It just pisses me off though because I can't listen to a good band that uses a breakdown once in awhile without cringing and worrying that it's going to continue for the rest of the CD


----------



## Esp Griffyn (Oct 24, 2009)

ChaNce said:


> Unfortunately, we are losing a generation to the MP3:
> 
> 
> Kids prefer sound of MP3 to CD





Dear god


----------



## Adam Of Angels (Oct 24, 2009)

^Complete asininity.


----------



## Marv Attaxx (Oct 24, 2009)

Here's another good example of single bassdrops:


----------



## MF_Kitten (Oct 24, 2009)

Adam Of Angels said:


> ^Complete asininity.



but as the article says, it's just like the guys who prefer vinyl. it's a shitty medium, yet some people just really enjoy it more than digital mediums.

i have to say though, if your band has a sub-par mix, you can bury the lack of finesse with mp3 compression and have it sound better than it really is. i call it the myspace syndrome.

also, sometimes a mix that has been high and low passed, so that it lacks the highest and lowest frequencies, it can sound like it's supposed to be real good, but the "compression" or "degradation" is keeping it back, giving you the illusion that you're hearing greatness being held back, instead of crap being crap.

it's sad how the mp3 thing is messing with the heads of youngsters like that. i remember when i used to download mp3s from kazaa and stuff, and it would be so heavily compressed that bass and cymbals would translate as this garbled whistling sound, almost sounding like the wind. it's the result of really heavy compression.

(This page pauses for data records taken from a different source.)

PR #128, opened 2023-03-15
Add hooks to set failurepolicy to ignore on webhook

faisal-memon:
Adds a set of 3 hooks to address upgrade failure issues. Workflow:

- Set failurePolicy on the webhook to `Ignore` in the template yaml
- Post-install hook sets it to `{{ .Values.controllerManager.validatingWebhookConfiguration.failurePolicy }}`
- Pre-upgrade sets it to `Ignore`
- Post-upgrade sets it back to `{{ .Values.controllerManager.validatingWebhookConfiguration.failurePolicy }}`

I thought this was the most deterministic way to workaround this issue. 

We could potentially have only the pre upgrade hook if we ensure that the clusterspiffeid is always installed/upgraded before the webhook. Right now this is the case as helm determines install order by filesystem order and `controller-manager-cluster-ids.yaml` comes before `controller-manager-webhook.yaml`. Relying on file names seems error prone to me though. What do you think?

fixes https://github.com/spiffe/helm-charts/issues/72

### DIFF
--- a/charts/spire/charts/spire-server/templates/controller-manager-webhook.yaml
+++ b/charts/spire/charts/spire-server/templates/controller-manager-webhook.yaml
@@ -24,7 +24,7 @@ webhooks:
         name: {{ include "spire-controller-manager.fullname" . }}-webhook
         namespace: {{ include "spire-server.namespace" . }}
         path: /validate-spire-spiffe-io-v1alpha1-clusterspiffeid
-    failurePolicy: {{ .Values.controllerManager.validatingWebhookConfiguration.failurePolicy }}
+    failurePolicy: Ignore
     name: vclusterspiffeid.kb.io
     rules:
       - apiGroups: ["spire.spiffe.io"]
--- a/charts/spire/charts/spire-server/templates/controller-manager-webhook.yaml
+++ b/charts/spire/charts/spire-server/templates/controller-manager-webhook.yaml
@@ -24,7 +24,7 @@ webhooks:
         name: {{ include "spire-controller-manager.fullname" . }}-webhook
         namespace: {{ include "spire-server.namespace" . }}
         path: /validate-spire-spiffe-io-v1alpha1-clusterspiffeid
-    failurePolicy: Ignore
+    failurePolicy: Ignore # Actual value to be set by post install/upgrade hooks
     name: vclusterspiffeid.kb.io
     rules:
       - apiGroups: ["spire.spiffe.io"]
--- a/charts/spire/charts/spire-server/templates/controller-manager-webhook.yaml
+++ b/charts/spire/charts/spire-server/templates/controller-manager-webhook.yaml
@@ -10,7 +10,7 @@ webhooks:
         name: {{ include "spire-controller-manager.fullname" . }}-webhook
         namespace: {{ include "spire-server.namespace" . }}
         path: /validate-spire-spiffe-io-v1alpha1-clusterfederatedtrustdomain
-    failurePolicy: {{ .Values.controllerManager.validatingWebhookConfiguration.failurePolicy }}
+    failurePolicy: Ignore # Actual value to be set by post install/upgrade hooks
     name: vclusterfederatedtrustdomain.kb.io
     rules:
       - apiGroups: ["spire.spiffe.io"]
--- a/charts/spire/charts/spire-server/templates/post-install-hook.yaml
+++ b/charts/spire/charts/spire-server/templates/post-install-hook.yaml
@@ -59,7 +59,7 @@ spec:
       serviceAccountName: {{ include "spire-server.serviceAccountName" . }}-post-install
       containers:
       - name: post-install-job
-        image: bitnami/kubectl
+        image: {{ template "spire-server.image" (dict "appVersion" $.Chart.AppVersion "image" .Values.controllerManager.validatingWebhookConfiguration.upgradeHook.image) }}
         command:
         - /bin/sh
         - -c
--- a/charts/spire/charts/spire-server/templates/post-install-hook.yaml
+++ b/charts/spire/charts/spire-server/templates/post-install-hook.yaml
@@ -68,6 +68,18 @@ spec:
         - /bin/sh
         - -c
         - |-
-          kubectl patch validatingwebhookconfiguration {{ include "spire-controller-manager.fullname" . }}-webhook --type='strategic' -p '{"webhooks":[{"name":"vclusterspiffeid.kb.io","failurePolicy":"{{ .Values.controllerManager.validatingWebhookConfiguration.failurePolicy }}"}]}'
+          kubectl patch validatingwebhookconfiguration {{ include "spire-controller-manager.fullname" . }}-webhook --type='strategic' -p '
+          {
+            "webhooks":[
+              {
+                "name":"vclusterspiffeid.kb.io",
+                "failurePolicy":"{{ .Values.controllerManager.validatingWebhookConfiguration.failurePolicy }}"
+              },
+              {
+                "name":"vclusterfederatedtrustdomain.kb.io",
+                "failurePolicy":"{{ .Values.controllerManager.validatingWebhookConfiguration.failurePolicy }}"
+              }
+            ]
+          }'
 {{- end }}
 {{- end }}
--- a/charts/spire/charts/spire-server/templates/post-install-hook.yaml
+++ b/charts/spire/charts/spire-server/templates/post-install-hook.yaml
@@ -64,6 +64,6 @@ spec:
         - /bin/sh
         - -c
         - |-
-          kubectl patch validatingwebhookconfiguration {{ include "spire-controller-manager.fullname" . }}-webhook --type='strategic' -p "{\"webhooks\":[{\"name\":\"vclusterspiffeid.kb.io\",\"failurePolicy\":\"{{ .Values.controllerManager.validatingWebhookConfiguration.failurePolicy }}\"}]}"
+          kubectl patch validatingwebhookconfiguration {{ include "spire-controller-manager.fullname" . }}-webhook --type='strategic' -p '{"webhooks":[{"name":"vclusterspiffeid.kb.io","failurePolicy":"{{ .Values.controllerManager.validatingWebhookConfiguration.failurePolicy }}"}]}'
 {{- end }}
 {{- end }}
--- a/charts/spire/charts/spire-server/templates/post-install-hook.yaml
+++ b/charts/spire/charts/spire-server/templates/post-install-hook.yaml
@@ -21,6 +21,7 @@ metadata:
 rules:
   - apiGroups: ["admissionregistration.k8s.io"]
     resources: ["validatingwebhookconfigurations"]
+    resourceNames: [{{ printf "%s-webhook"  (include "spire-controller-manager.fullname" .) | quote }}]
     verbs: ["get", "patch"]
 ---
 kind: ClusterRoleBinding
--- a/charts/spire/charts/spire-server/templates/post-install-hook.yaml
+++ b/charts/spire/charts/spire-server/templates/post-install-hook.yaml
@@ -1,0 +1,66 @@
+{{- if eq (.Values.controllerManager.enabled | toString) "true" }}
+apiVersion: v1
+kind: ServiceAccount
+metadata:
+  name: {{ include "spire-server.serviceAccountName" . }}-post-install
+  namespace: {{ include "spire-server.namespace" . }}
+  labels:
+    {{- include "spire-server.labels" . | nindent 4 }}
+  annotations:
+    "helm.sh/hook": post-install
+    "helm.sh/hook-delete-policy": hook-succeeded, hook-failed
+---
+apiVersion: rbac.authorization.k8s.io/v1
+kind: ClusterRole
+metadata:
+  name: {{ include "spire-server.fullname" . }}-post-install
+  annotations:
+    "helm.sh/hook": post-install
+    "helm.sh/hook-delete-policy": hook-succeeded, hook-failed
+rules:
+  - apiGroups: ["admissionregistration.k8s.io"]
+    resources: ["validatingwebhookconfigurations"]
+    verbs: ["get", "list", "patch"]
+---
+kind: ClusterRoleBinding
+apiVersion: rbac.authorization.k8s.io/v1
+metadata:
+  name: {{ include "spire-server.fullname" . }}-post-install
+  annotations:
+    "helm.sh/hook": post-install
+    "helm.sh/hook-delete-policy": hook-succeeded, hook-failed
+subjects:
+  - kind: ServiceAccount
+    name: {{ include "spire-server.serviceAccountName" . }}-post-install
+    namespace: {{ include "spire-server.namespace" . }}
+roleRef:
+  kind: ClusterRole
+  name: {{ include "spire-server.fullname" . }}-post-install
+  apiGroup: rbac.authorization.k8s.io
+---
+apiVersion: batch/v1
+kind: Job
+metadata:
+  name: {{ include "spire-server.fullname" . }}-post-install
+  namespace: {{ include "spire-server.namespace" . }}
+  labels:
+    {{- include "spire-server.labels" . | nindent 4 }}
+  annotations:
+    "helm.sh/hook": post-install
+    "helm.sh/hook-delete-policy": hook-succeeded, hook-failed
+spec:
+  template:
+    metadata:
+      name: {{ include "spire-server.fullname" . }}-post-install
+    spec:
+      restartPolicy: Never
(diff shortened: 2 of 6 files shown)


charts/spire/charts/spire-server/templates/pre-upgrade-hook.yaml
```diff
@@ -0,0 +1,66 @@
+{{- if eq (.Values.controllerManager.enabled | toString) "true" }}
```
kfox1111, line 1: same

charts/spire/charts/spire-server/templates/post-install-hook.yaml
```diff
@@ -0,0 +1,66 @@
...
+      serviceAccountName: {{ include "spire-server.serviceAccountName" . }}-post-install
+      containers:
+      - name: post-install-job
+        image: bitnami/kubectl
+        command:
+        - /bin/sh
+        - -c
+        - |
+          kubectl patch validatingwebhookconfiguration {{ include "spire-controller-manager.fullname" . }}-webhook --type='strategic' -p "{\"webhooks\":[{\"name\":\"vclusterspiffeid.kb.io\",\"failurePolicy\":\"{{ .Values.controllerManager.validatingWebhookConfiguration.failurePolicy }}\"}]}"
+{{- end }}
```
kfox1111, line 66: Needs security context bits to run in a locked down namespace.

charts/spire/charts/spire-server/templates/post-upgrade-hook.yaml
```diff
@@ -0,0 +1,66 @@
+{{- if eq (.Values.controllerManager.enabled | toString) "true" }}
```
kfox1111, line 1: Each of the other hook files has the same issues.

charts/spire/charts/spire-server/templates/post-install-hook.yaml
```diff
@@ -0,0 +1,66 @@
...
+      restartPolicy: Never
+      serviceAccountName: {{ include "spire-server.serviceAccountName" . }}-post-install
+      containers:
+      - name: post-install-job
+        image: bitnami/kubectl
+        command:
+        - /bin/sh
+        - -c
+        - |
+          kubectl patch validatingwebhookconfiguration {{ include "spire-controller-manager.fullname" . }}-webhook --type='strategic' -p "{\"webhooks\":[{\"name\":\"vclusterspiffeid.kb.io\",\"failurePolicy\":\"{{ .Values.controllerManager.validatingWebhookConfiguration.failurePolicy }}\"}]}"
```
kfox1111, line 65: There are two webhooks with fail on them.... This is only hitting the one out of the box, but will fail upgrade/install on the other if anyone adds a cr of that type.

kfox1111 (dismissed):

charts/spire/charts/spire-server/templates/post-install-hook.yaml
```diff
@@ -0,0 +1,66 @@
+{{- if eq (.Values.controllerManager.enabled | toString) "true" }}
```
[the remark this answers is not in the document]
marcofranssen: why? If the workaround works for now, then that is the fix until the controller manager is fixed.

I don't like to have tons and tons of options.

It either works or it doesn't. Havong a value for every single bit is a bit overkill I think.

charts/spire/charts/spire-server/templates/post-install-hook.yaml
```diff
@@ -0,0 +1,66 @@
...
+spec:
+  template:
+    metadata:
+      name: {{ include "spire-server.fullname" . }}-post-install
+    spec:
+      restartPolicy: Never
+      serviceAccountName: {{ include "spire-server.serviceAccountName" . }}-post-install
+      containers:
+      - name: post-install-job
+        image: bitnami/kubectl
```
marcofranssen, line 60: Please us the macro function we have in place for setting the images.

charts/spire/charts/spire-server/templates/post-install-hook.yaml
marcofranssen, line 65:
```suggestion
          kubectl patch validatingwebhookconfiguration {{ include "spire-controller-manager.fullname" . }}-webhook --type='strategic' -p '{"webhooks":[{"name":"vclusterspiffeid.kb.io","failurePolicy":"{{ .Values.controllerManager.validatingWebhookConfiguration.failurePolicy }}"}]}'
```

charts/spire/charts/spire-server/templates/post-upgrade-hook.yaml
marcofranssen: I really wouldn't make this configurable, this is just a necessary fix until the the controller-manager-webhook fixes it.

charts/spire/charts/spire-server/templates/pre-upgrade-hook.yaml
```diff
@@ -0,0 +1,66 @@
...
+    spec:
+      restartPolicy: Never
+      serviceAccountName: {{ include "spire-server.serviceAccountName" . }}-pre-upgrade
+      containers:
+      - name: post-install-job
+        image: bitnami/kubectl
+        command:
+        - /bin/sh
+        - -c
+        - |
```
marcofranssen, line 64:
```suggestion
        - |-
```

charts/spire/charts/spire-server/templates/post-upgrade-hook.yaml
```diff
@@ -0,0 +1,66 @@
...
+    spec:
+      restartPolicy: Never
+      serviceAccountName: {{ include "spire-server.serviceAccountName" . }}-post-upgrade 
+      containers:
+      - name: post-upgrade-job
+        image: bitnami/kubectl
+        command:
+        - /bin/sh
+        - -c
+        - |
```
marcofranssen, line 64:
```suggestion
        - |-
```

This changes the yaml to a single line string despite being spanned over multiple lines which is what you want.

marcofranssen (changes requested):
Few small things, don't think we need to make these helm hooks configurable. Either the fix works or it doesn't, no need to bring this to the user facing API IMHO.

charts/spire/charts/spire-server/templates/post-install-hook.yaml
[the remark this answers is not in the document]
kfox1111: As previously discussed, the workaround always runs, whether the chart runs or not. It can cause some issues with ci/cd systems. I do not want it running every time I do a helm upgrade. It needs an option to disable it. helm has a flag to skip hooks, but since the resource itself is forcing a change, then the flag doesnt work properly either. So a value is needed.

charts/spire/charts/spire-server/templates/post-upgrade-hook.yaml
kfox1111: If we're willing to compromise on a workaround to keep it simple because its temporary, we can also just always set the fail policy to ignore until the fix is out and that's much much simpler then all of these hooks.

charts/spire/charts/spire-server/templates/post-install-hook.yaml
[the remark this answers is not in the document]
faisal-memon: I wrapped the hook in `{{- if eq .Values.controllerManager.validatingWebhookConfiguration.failurePolicy "Fail" }}` so they won't run if the FailurePolicy is Ignore. That should cover your use case without adding more flags.

charts/spire/charts/spire-server/templates/post-install-hook.yaml
```diff
@@ -0,0 +1,66 @@
...
+kind: ClusterRole
+metadata:
+  name: {{ include "spire-server.fullname" . }}-post-install
+  annotations:
+    "helm.sh/hook": post-install
+    "helm.sh/hook-delete-policy": hook-succeeded, hook-failed
+rules:
+  - apiGroups: ["admissionregistration.k8s.io"]
+    resources: ["validatingwebhookconfigurations"]
+    verbs: ["get", "list", "patch"]
```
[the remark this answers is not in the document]
faisal-memon: Removed the `list` and added the `resourceNames`.

charts/spire/charts/spire-server/templates/post-install-hook.yaml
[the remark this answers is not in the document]
marcofranssen: Especially in CD I need to run it. Without this fix the upgrade just fails. Still don't get the point on having this configurable? I guess I need to take some time testing to understand this part.

charts/spire/charts/spire-server/templates/post-upgrade-hook.yaml
marcofranssen: IMHO this is the real fix. At least after the upgrade there who had the behavior I want.

kfox1111: Patching files with hooks that helm manages while the system is running is a hack. We're just debating which hack is best at this point. I'm glad the behavior works for you. I don't think the behavior works for me. So I just want the option to opt out.

faisal-memon: This is covered with an additional configurable.

kfox1111: Not sure I follow. Do you mean you think it can be done as is with one of the configurables, or that you will add the additional configurable?

faisal-memon: Sorry, typo. *without*. If you set fail policy to ignore the hooks wont run

charts/spire/charts/spire-server/templates/post-install-hook.yaml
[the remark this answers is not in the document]
faisal-memon: Doesnt work without the get. I think under the hood kubctl does a read modify write sequence.

charts/spire/charts/spire-server/templates/post-install-hook.yaml
faisal-memon: i did that, but that does expose additional config options in values.yaml. What do you think of that? https://github.com/spiffe/helm-charts/pull/128/commits/448d8a6b7f46f862a5a031d87d3ee6ba71c2e3c3#diff-2970cff31c683ad68e57af57ddbb9acf98765a7898efdeff84c8532c260e1dcbR185-R191

charts/spire/charts/spire-server/templates/post-install-hook.yaml
faisal-memon: I only see the controller manager one. whats the other one?

charts/spire/charts/spire-server/templates/post-install-hook.yaml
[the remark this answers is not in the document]
kfox1111: @faisal-memon ah, thats cleaver. +1.

kfox1111:
This is looking pretty good now. Just need the securityContext bits and then I think it will work.

kfox1111:
See the two securityContext bits here as an example:
https://github.com/spiffe/helm-charts/blob/main/charts/spire/charts/spiffe-oidc-discovery-provider/templates/tests/test-connection.yaml#L11-L19

charts/spire/charts/spire-server/templates/post-install-hook.yaml
kfox1111: The webhook for clusterfederatedtrustdomains. https://github.com/spiffe/helm-charts/blob/main/charts/spire/charts/spire-server/templates/controller-manager-webhook.yaml#L13

I'm thinking maybe the upgrade will also fail if the user has one specified?

charts/spire/charts/spire-server/templates/post-install-hook.yaml
kfox1111: lgtm

charts/spire/charts/spire-server/templates/controller-manager-webhook.yaml
```diff
@@ -10,7 +10,7 @@ webhooks:
         name: {{ include "spire-controller-manager.fullname" . }}-webhook
         namespace: {{ include "spire-server.namespace" . }}
         path: /validate-spire-spiffe-io-v1alpha1-clusterfederatedtrustdomain
-    failurePolicy: {{ .Values.controllerManager.validatingWebhookConfiguration.failurePolicy }}
+    failurePolicy: Ignore # Actual value to be set by post install/upgrade hooks
```
kfox1111, line 13: Will need to set  the other webhook to ignore in this file too.

charts/spire/charts/spire-server/templates/post-install-hook.yaml
faisal-memon: oh good catch. Made this change: https://github.com/spiffe/helm-charts/pull/128/commits/7453f36cbd7334c9fa1a3f1ac58d07462bc366f2

kfox1111:
And run ./helm-docs.sh

charts/spire/charts/spire-server/templates/controller-manager-webhook.yaml
faisal-memon: Should be covering both now. Did I miss something?

kfox1111: Oh. I think I had an older version of the file. This is looking ok to me now.

charts/spire/charts/spire-server/templates/post-install-hook.yaml
```diff
@@ -0,0 +1,85 @@
...
+apiVersion: v1
+kind: ServiceAccount
+metadata:
+  name: {{ include "spire-server.serviceAccountName" . }}-post-install
+  namespace: {{ include "spire-server.namespace" . }}
+  labels:
+    {{- include "spire-server.labels" . | nindent 4 }}
+  annotations:
+    "helm.sh/hook": post-install
+    "helm.sh/hook-delete-policy": hook-succeeded, hook-failed
```
kfox1111, line 12: hmm.. what happens on hook-failure? if it deletes the job, no one might notice it has failed and the webhook is still Ignore? or does the helm upgrade fail and its ok cause the user will notice?

kfox1111:
I was thinking about this some more. For those that don't want to use the hook, we can simply do any upgrade twice:
```
# Do the actual upgrade with ignore set
helm upgrade --install spire chart/spire -f myvalues.yaml  \
 --set spire-server controllerManager.validatingWebhookConfiguration.failurePolicy=Ignore

# Set the fail flag back.
helm upgrade --install spire chart/spire -f myvalues.yaml \ 
--set spire-server controllerManager.validatingWebhookConfiguration.failurePolicy=Fail
```

And it basically will just switch the flag back and forth without other changes if nothing else changed.

But, with the flag doing double duty this doesn't work. So, could we get it added as a separate flag to disable the jobs?

marcofranssen:
That won't work with argocd. Those kind of tools will need a single install that simply succeeds.

What is the exact problem with the hooks?

faisal-memon:
@kfox1111 You can use the helm `--no-hooks` flag to disable them.

faisal-memon:
I did some research today. Seem like this is the [install order](https://github.com/helm/helm/blob/12f1bc0acdeb675a8c50a78462ed3917fb7b2e37/pkg/releaseutil/kind_sorter.go#L31-L67). Custom resources are [installed last](https://github.com/helm/helm/blob/12f1bc0acdeb675a8c50a78462ed3917fb7b2e37/pkg/releaseutil/kind_sorter.go#L149).

charts/spire/charts/spire-server/values.yaml
```diff
@@ -182,6 +182,13 @@ controllerManager:
 
   validatingWebhookConfiguration:
     failurePolicy: Fail
+    upgradeHook:
+      image:
+        registry: "bitnami"
+        repository: kubectl
+        pullPolicy: IfNotPresent
+        # Overrides the image tag whose default is the chart appVersion.
+        version: "latest"
```
marcofranssen, line 191: https://www.chainguard.dev/unchained/chainguard-image-now-available-for-kubectl
https://github.com/chainguard-images/images/tree/main/images/kubectl

```suggestion
        registry: cgr.dev
        repository: chainguard/kubectl
        pullPolicy: IfNotPresent
        version: latest
```

marcofranssen (approved):
LGTM 🚀 

Tested on my cluster and it successfully upgraded the chart.

kfox1111:
Still really dislike that this got forced through.... is a single flag to disable all this stuff really that bad?

faisal-memon:
> Still really dislike that this got forced through.... is a single flag to disable all this stuff really that bad?

Did you try the `--no-hooks` suggestion? That should address your concern.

also, in the early days of the internet, most video clips would have audio so compressed that you just heard this whistling windy garble, with a video playing over it, barely hearing any correlation between the two


----------



## Esp Griffyn (Oct 24, 2009)

MF_Kitten said:


> also, in the early days of the internet, most video clips would have audio so compressed that you just heard this whistling windy garble, with a video playing over it, barely hearing any correlation between the two



What do you mean in the "early days"? Thats all I hear when I listen to Lamb of God


----------



## shaneroo (Oct 24, 2009)

MF_Kitten said:


> but as the article says, it's just like the guys who prefer vinyl. it's a shitty medium, yet some people just really enjoy it more than digital mediums.
> 
> i have to say though, if your band has a sub-par mix, you can bury the lack of finesse with mp3 compression and have it sound better than it really is. i call it the myspace syndrome.
> 
> ...


great post 
interesting to listen to some recording from the 70's and early 80's... 
some of the most crisp and clear recording i've ever heard..... this of course is before the use of protools and such.


----------



## JoshuaLogan (Oct 24, 2009)

MF_Kitten said:


> but as the article says, it's just like the guys who prefer vinyl. it's a shitty medium, yet some people just really enjoy it more than digital mediums.
> 
> i have to say though, if your band has a sub-par mix, you can bury the lack of finesse with mp3 compression and have it sound better than it really is. i call it the myspace syndrome.
> 
> ...



yeah, but mp3s at a bitrate of 320 is not noticeably different from the original tracks to most peoples' ears. the problem is shitty 160 bit or below rips...


----------



## Scar Symmetry (Oct 24, 2009)

No.

[/thread]


----------



## All_¥our_Bass (Oct 24, 2009)

Esp Griffyn said:


> Dear god



I hate the sound of mp3s with a bit rate lower than 192.
I'm no audiophile, but I can tell the difference and prefer high quality audio when I can get it.


----------



## lefty robb (Oct 24, 2009)

Never really quite knew what they were called, but I love how Devin uses them, its less apparent than most songs it seems though.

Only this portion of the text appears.